A childhood friend pays tribute to one of Mumbai’s biggest cricketing heroes on his landmark birthday today
The moment I realised that Ajit Laxman Wadekar will complete 75 today, my memory raced back to the mid-1950’s. I know Ajit since our childhood. Both of us stayed at Shivaji Park and played tennis ball cricket together.
Ajit was the captain of our team when I joined Ruia College. He was also at the helm when I was selected to represent Bombay University. His statistics, particularly at the international level (2113 runs in 37 Tests), never did justice to the quality of his batting. He was a far superior batsman — very stylish and spectacular. His drives were sharp and he would rank very high among batsmen who played wristy shots.
He could destroy the length and rhythm of any bowler of international repute. Ajit played all the shots effortlessly. His on-drives, pulls, hooks and square-cuts were simply eye-catching. During 1962-63 inter-varsity tournament, he had three-figure scores in almost every match. He scored a lot of runs in the Ranji Trophy matches as well.
Captain Ajit Wadekar hits out in India's first innings during the third Test against England at the Oval in 1971. Pic/Getty Images
In those days, Mumbai’s batting line up was so strong that Ajit would normally bat at No 6. He would be promoted to No 3 if the match was played on matting or if it was a difficult pitch to bat on. Ajit never let the side down on such occasions and did full justice to the confidence reposed in him by his seniors. Incidentally, he is the only player who figured in all the 15 consecutive victorious Ranji Trophy seasons for Mumbai.
Among his many sterling batting performances, the ones that are worth mentioning are the triple century against Mysore and a double century against Rajasthan. The Mysore bowling attack included BS Chandrasekhar and EAS Prasanna whereas Rajasthan team had Vinoo Mankad, Subhash Gupte, Salim Durrani and Chandu Joshi.
Ajit Wadekar at the mid-day office on February 15 when he was shown some old footage of his cricketing days. Pic/Shadab Khan
In one inter-collegiate match, Ajit was involved in a century partnership for the last wicket with Suresh Sabnis. Ajit’s contribution in this partnership was 99 runs. Another match that I vividly remember was between Shivaji Park Gymkhana and Dadar Union in the Matunga Invitation tournament played at Shivaji Park. These 75-overs- a- side matches commenced on Saturday afternoon. Shivaji Park batted first and scored 200 runs in 50 overs.
Ajit was not out on 90. The next day, in the remaining 25 overs, Ajit and Vishoo Bondre plundered 200 runs with Ajit completing his double century. Such was the mastery of Ajit’s strokes that the Dadar Union fielders were left with the job of only retrieving the ball from the boundary.
Ajit is one of the best close-in fielders that I have seen.
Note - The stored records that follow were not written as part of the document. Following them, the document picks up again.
PR #131, opened 2021-07-22
Add cancellation token parameter to async feature management interfaces.

jimmyca15:
This PR adds a cancellation token parameter to async feature management interfaces. Adding this parameter is a breaking change and requires a major version bump. The project versions have been updated to 3.0.0-preview.

### DIFF
--- a/src/Microsoft.FeatureManagement.AspNetCore/Microsoft.FeatureManagement.AspNetCore.csproj
+++ b/src/Microsoft.FeatureManagement.AspNetCore/Microsoft.FeatureManagement.AspNetCore.csproj
@@ -3,10 +3,9 @@
 
   <!-- Official Version -->
   <PropertyGroup>
-    <MajorVersion>3</MajorVersion>
-    <MinorVersion>0</MinorVersion>
+    <MajorVersion>2</MajorVersion>
+    <MinorVersion>3</MinorVersion>
     <PatchVersion>0</PatchVersion>
-    <PreviewVersion>-preview</PreviewVersion>
   </PropertyGroup>
 
   <Import Project="..\..\build\Versioning.props" />
--- a/src/Microsoft.FeatureManagement.AspNetCore/Microsoft.FeatureManagement.AspNetCore.csproj
+++ b/src/Microsoft.FeatureManagement.AspNetCore/Microsoft.FeatureManagement.AspNetCore.csproj
@@ -3,9 +3,10 @@
 
   <!-- Official Version -->
   <PropertyGroup>
-    <MajorVersion>2</MajorVersion>
-    <MinorVersion>3</MinorVersion>
+    <MajorVersion>3</MajorVersion>
+    <MinorVersion>0</MinorVersion>
     <PatchVersion>0</PatchVersion>
+    <PreviewVersion>-preview</PreviewVersion>
   </PropertyGroup>
 
   <Import Project="..\..\build\Versioning.props" />
--- a/src/Microsoft.FeatureManagement.AspNetCore/TagHelpers/FeatureTagHelper.cs
+++ b/src/Microsoft.FeatureManagement.AspNetCore/TagHelpers/FeatureTagHelper.cs
@@ -4,6 +4,7 @@
 using Microsoft.AspNetCore.Razor.TagHelpers;
 using System.Collections.Generic;
 using System.Linq;
+using System.Threading;
 using System.Threading.Tasks;
 
 namespace Microsoft.FeatureManagement.Mvc.TagHelpers
@@ -55,8 +56,8 @@ namespace Microsoft.FeatureManagement.Mvc.TagHelpers
                 IEnumerable<string> names = Name.Split(',').Select(n => n.Trim());
 
                 enabled = Requirement == RequirementType.All ?
-                    await names.All(async n => await _featureManager.IsEnabledAsync(n).ConfigureAwait(false)) :
-                    await names.Any(async n => await _featureManager.IsEnabledAsync(n).ConfigureAwait(false));
+                    await names.All(async n => await _featureManager.IsEnabledAsync(n, CancellationToken.None).ConfigureAwait(false)) :
+                    await names.Any(async n => await _featureManager.IsEnabledAsync(n, CancellationToken.None).ConfigureAwait(false));
             }
 
             if (Negate)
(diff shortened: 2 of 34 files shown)


src/Microsoft.FeatureManagement.AspNetCore/TagHelpers/FeatureTagHelper.cs
```diff
@@ -55,8 +56,8 @@ public override async Task ProcessAsync(TagHelperContext context, TagHelperOutpu
                 IEnumerable<string> names = Name.Split(',').Select(n => n.Trim());
 
                 enabled = Requirement == RequirementType.All ?
-                    await names.All(async n => await _featureManager.IsEnabledAsync(n).ConfigureAwait(false)) :
-                    await names.Any(async n => await _featureManager.IsEnabledAsync(n).ConfigureAwait(false));
+                    await names.All(async n => await _featureManager.IsEnabledAsync(n, CancellationToken.None).ConfigureAwait(false)) :
+                    await names.Any(async n => await _featureManager.IsEnabledAsync(n, CancellationToken.None).ConfigureAwait(false));
             }
```
avanigupta, line 61: Are we missing another `ConfigureAwait(false)` here?

build/NugetProperties.props
```diff
@@ -6,10 +6,10 @@
 
   <!-- Official Version -->
   <PropertyGroup>
-    <MajorVersion>2</MajorVersion>
-    <MinorVersion>2</MinorVersion>
+    <MajorVersion>3</MajorVersion>
```
avanigupta, line 9: I think you have some old code in this branch. The new versions now exist in .csproj files of both projects.

avanigupta:
In the AspNetCore project, we have another public interface: `IDisabledFeaturesHandler`. Do we need to add CancellationToken for its `HandleDisabledFeatures` method?

avanigupta:
>             TargetingContext targetingContext = await _contextAccessor.GetContextAsync().ConfigureAwait(false);

Does this `GetContextAsync` method need CancellationToken?

---
Refers to: src/Microsoft.FeatureManagement/Targeting/TargetingFilter.cs:52 in 8067cd6. [](commit_id = 8067cd623db037a37d545e7b434d2f7793a27594, deletion_comment = False)

src/Microsoft.FeatureManagement.AspNetCore/TagHelpers/FeatureTagHelper.cs
jimmyca15: Yes, thanks. I have added it.

build/NugetProperties.props
jimmyca15: You're right. I rebased and am now using the new versioning placement.

src/Microsoft.FeatureManagement.AspNetCore/Microsoft.FeatureManagement.AspNetCore.csproj
```diff
@@ -3,9 +3,10 @@
 
   <!-- Official Version -->
   <PropertyGroup>
-    <MajorVersion>2</MajorVersion>
-    <MinorVersion>3</MinorVersion>
+    <MajorVersion>3</MajorVersion>
+    <MinorVersion>0</MinorVersion>
     <PatchVersion>0</PatchVersion>
+    <PreviewVersion>-preview</PreviewVersion>
```
avanigupta, line 9: We should only change the version of `Microsoft.FeatureManagement` package first. Once that has been released to NuGet, we can update the version in `Microsoft.FeatureManagement.AspNetCore`.

jimmyca15:
> In the AspNetCore project, we have another public interface: `IDisabledFeaturesHandler`. Do we need to add CancellationToken for its `HandleDisabledFeatures` method?

It has ActionExecutingContext already which gives cancellation via HttpContext.RequestAborted. It is meant to be similar to [OnActionExecutionAsync ](https://docs.microsoft.com/en-us/dotnet/api/microsoft.aspnetcore.mvc.filters.actionfilterattribute.onactionexecutionasync?view=aspnetcore-5.0)which behaves similarly.

src/Microsoft.FeatureManagement.AspNetCore/Microsoft.FeatureManagement.AspNetCore.csproj
jimmyca15: Thanks, updated.

avanigupta (approved):

src/Microsoft.FeatureManagement/ConfigurationFeatureDefinitionProvider.cs
```diff
@@ -40,7 +41,7 @@ public void Dispose()
             _changeSubscription = null;
         }
 
-        public Task<FeatureDefinition> GetFeatureDefinitionAsync(string featureName)
+        public Task<FeatureDefinition> GetFeatureDefinitionAsync(string featureName, CancellationToken _)
```
WeihanLi, line 44: Maybe better to have a proper parameter name like `cancellationToken`

src/Microsoft.FeatureManagement/IContextualFeatureFilter.cs
```diff
@@ -18,7 +19,8 @@ public interface IContextualFeatureFilter<TContext> : IFeatureFilterMetadata
         /// </summary>
         /// <param name="featureFilterContext">A feature filter evaluation context that contains information that may be needed to evaluate the filter. This context includes configuration, if any, for this filter for the feature being evaluated.</param>
         /// <param name="appContext">A context defined by the application that is passed in to the feature management system to provide contextual information for evaluating a feature's state.</param>
+        /// <param name="cancellationToken">The cancellation token to cancel the operation.</param>
         /// <returns>True if the filter's criteria has been met, false otherwise.</returns>
-        Task<bool> EvaluateAsync(FeatureFilterEvaluationContext featureFilterContext, TContext appContext);
+        Task<bool> EvaluateAsync(FeatureFilterEvaluationContext featureFilterContext, TContext appContext, CancellationToken cancellationToken);
```
WeihanLi, line 24: Maybe keep a default value to simplify the operation when no need for cancelling?

src/Microsoft.FeatureManagement/ConfigurationFeatureDefinitionProvider.cs
jimmyca15: I agree. I think the intent of using a discard here to indicate synchronous completion doesn't really fit will. I'll send a PR to update.

src/Microsoft.FeatureManagement/IContextualFeatureFilter.cs
jimmyca15: I think that's a good suggestion. Will add it to the PR to address the cancellation token parameter names.

PR #138, opened 2021-08-31
Revert "Added default value for cancellation token in interfaces."

jimmyca15:
Reverts microsoft/FeatureManagement-Dotnet#133


avanigupta (approved):

jimmyca15:
v3 work will be done in feature/v3 branch.

PR #139, opened 2021-08-31
Revert "Add cancellation token parameter to async feature management interfaces."

jimmyca15:
Reverts microsoft/FeatureManagement-Dotnet#131


avanigupta (approved):

jimmyca15:
v3 work will be done in feature/v3 branch.

PR #140, opened 2021-09-01
Added option to throw when attempting to evaluate a missing feature.

jimmyca15:
Addresses #68

### DIFF
--- a/src/Microsoft.FeatureManagement/FeatureManagementOptions.cs
+++ b/src/Microsoft.FeatureManagement/FeatureManagementOptions.cs
@@ -11,12 +11,14 @@ namespace Microsoft.FeatureManagement
         /// <summary>
         /// Controls the behavior of feature evaluation when dependent feature filters are missing.
         /// If missing feature filters are not ignored an exception will be thrown when attempting to evaluate a feature that depends on a missing feature filter.
+        /// The default value is false.
         /// </summary>
         public bool IgnoreMissingFeatureFilters { get; set; }
 
         /// <summary>
         /// Controls the behavior of feature evaluation when the target feature is missing.
         /// If missing features are not ignored an exception will be thrown when attempting to evaluate them.
+        /// The default value is true.
         /// </summary>
         public bool IgnoreMissingFeatures { get; set; } = true;
     }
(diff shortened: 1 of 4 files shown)


src/Microsoft.FeatureManagement/FeatureManagementOptions.cs
```diff
@@ -13,5 +13,11 @@ public class FeatureManagementOptions
         /// If missing feature filters are not ignored an exception will be thrown when attempting to evaluate a feature that depends on a missing feature filter.
         /// </summary>
         public bool IgnoreMissingFeatureFilters { get; set; }
+
+        /// <summary>
+        /// Controls the behavior of feature evaluation when the target feature is missing.
+        /// If missing features are not ignored an exception will be thrown when attempting to evaluate them.
+        /// </summary>
```
zhenlan, line 20: This comment will be published in the documentation. We should mention the default is true.

Since you are on this, can you add the default value in comments for IgnoreMissingFeatureFilters above too?

jimmyca15: Good idea.

jimmyca15: Added.

zhenlan (approved):

src/Microsoft.FeatureManagement/FeatureManager.cs
```diff
@@ -141,6 +141,19 @@ private async Task<bool> IsEnabledAsync<TContext>(string feature, TContext appCo
                     }
                 }
             }
+            else
+            {
+                string errorMessage = $"The feature declaration for the feature '{feature}' was not found.";
+
+                if (!_options.IgnoreMissingFeatures)
+                {
+                    throw new FeatureManagementException(FeatureManagementError.MissingFeatureFilter, errorMessage);
```
avanigupta, line 150: Should this error type be `FeatureManagementError.MissingFeature`?

jimmyca15: Yes, thanks. Here's a PR to fix: https://github.com/microsoft/FeatureManagement-Dotnet/pull/142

Tall and slim, his hands were so big that in his palms, a cricket ball would look like a lemon. He had a royal, relaxed walk which appeared lethargic, but he could move at a lightning speed while fielding. He would mostly field at first slip. Being a left-hander, he could keep more than a normal gap between himself and the wicketkeeper. I have seen him taking some mind-boggling catches in the slips.
I remember the great catch that he took to get rid of Pandu Kotkar in the Ruia versus Siddharth College match. The ball from our medium-pace bowler, Vinod Karande, swung late and took the outer edge of Kotkar’s bat. Anticipating that the ball would land short and thus be out of the reach of Ajit at first slip, our wicketkeeper SB Dixit dived across, but the ball deflected off his outstretched glove towards the vacant second slip. By this time, Ajit had already moved to his left to take the catch.
As Dixit dived, Ajit lost the sight of the ball. He had barely a split second at his disposal as he saw the ball flying towards his right. He moved to his right in a flash and caught the ball inches off the ground. This catch is so fresh in my memory that I feel as if it happened only the other day.
Ajit’s leadership qualities were known to all since his college days itself. It was under his captaincy that India had series wins in West Indies and England in 1971. The entire cricket world was taken aback by India’s stupendous performance. Ajit was an intelligent captain. Even in the most difficult situations, he would remain calm and composed. He was a firm believer in preparing well.
He would hold a meeting of all the players and plan out the team’s strategy after taking into consideration their suggestions. The good part was that he always had a contingency plan in case the original plan misfired. And thus, one rarely found him caught in a helpless situation. It is no wonder that he did remarkably well even as a manager and coach of the Indian cricket team. Happy 75th, skipper!